Beresowskij - der Name steht in Russland als Synonym für Raubkapitalismus. Heute lebt der mehrfache Milliardär im selbstgewählten Exil in London. Mit dem russischen Präsidenten Wladimir Putin, dessen Aufstieg zur Macht er maßgeblich gefördert hatte, hat Beresowskij sich nämlich überworfen. Putin, so Beresowskijs Vorwurf, sei ein Feind der Freiheit, ein Totengräber der Bürgerrechte, ein Staatsterrorist.

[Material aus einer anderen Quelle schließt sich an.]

PR #1088, opened 2024-01-10
Add Optional Support For Multiple References to an Object

BellCubeDev:
Some state trees may need to reference an object more than once (such as the tree for my [fomod](https://www.npmjs.com/package/fomod) library). By using a combination of a [WeakMap](https://developer.mozilla.org/en-US/docs/Web/JavaScript/Reference/Global_Objects/WeakMap) to store existing drafts and an off-by-default configuration option, this should be a painless solution. I've tested it within the scope of my project but there may always be issues I haven't foreseen.

The diff is rather small and I fully expect that there will be features and use cases of Immer that enabling this config option may break. This is my first time looking behind the curtain of Immer, after all.

### DIFF
--- a/src/core/immerClass.ts
+++ b/src/core/immerClass.ts
@@ -34,8 +34,13 @@ interface ProducersFns {
 export class Immer implements ProducersFns {
 	autoFreeze_: boolean = true
 	useStrictShallowCopy_: boolean = false
+	allowMultiRefs_: boolean = false
 
-	constructor(config?: {autoFreeze?: boolean; useStrictShallowCopy?: boolean}) {
+	constructor(config?: {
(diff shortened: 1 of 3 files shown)


src/core/immerClass.ts
```diff
@@ -194,20 +212,30 @@ export class Immer implements ProducersFns {
 			applyPatchesImpl(draft, patches)
 		)
 	}
+
+	existingProxyMap_: WeakMap<Objectish, Drafted> | null = null
```
BellCubeDev, line 216: Was testing the behavior in my own tool and realized that, when a draft is finalized, the two objects will be different objects rather than the same object. I'll need to add a `draftToStateMap_` as well.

Im dramatischen Herbst 1999 erschütterten drei nächtliche Explosionen Moskau und Wolgodonsk, nie ermittelte Täter sprengten drei Wohnhäuser in die Luft, über 300 Menschen starben. Für die Behörden wie für die Öffentlichkeit stand sofort fest: das waren tschetschenische Terroristen!

Wenige Tage später marschierten russische Streitkräfte in die Kaukasusrepublik ein, der zweite Tschetschenienkrieg begann - und mit ihm die Karriere des Wladimir Putin, dessen Popularität sich auf den (zunächst erfolgreichen) Feldzug gründete.

Doch schon damals kam das Gerücht auf, der Geheimdienst selber stecke hinter den Anschlägen, die Schlapphüte hätten ein monströses Komplott geschmiedet, um mit Ex-KGB-Agent Putin einen der ihren auf den Präsidentenstuhl zu
bringen.

Nun der Trommelwirbel aus London: Beresowskij will für diese (Verschwörungs-)Theorie Beweise vorlegen. Wochenlang waren Medien in aller Welt auf Beresowskijs Pressekonferenz am 5. März eingestimmt worden. Und dann: nichts, fast nichts. Ein paar maue Indizien, mehr nicht. Und warum? Weil
es diese Beweise nicht gibt. Die wahren Hintergründe der Anschläge - sie verschwinden wohl auf immer im Dunkel der russischen Geschichte.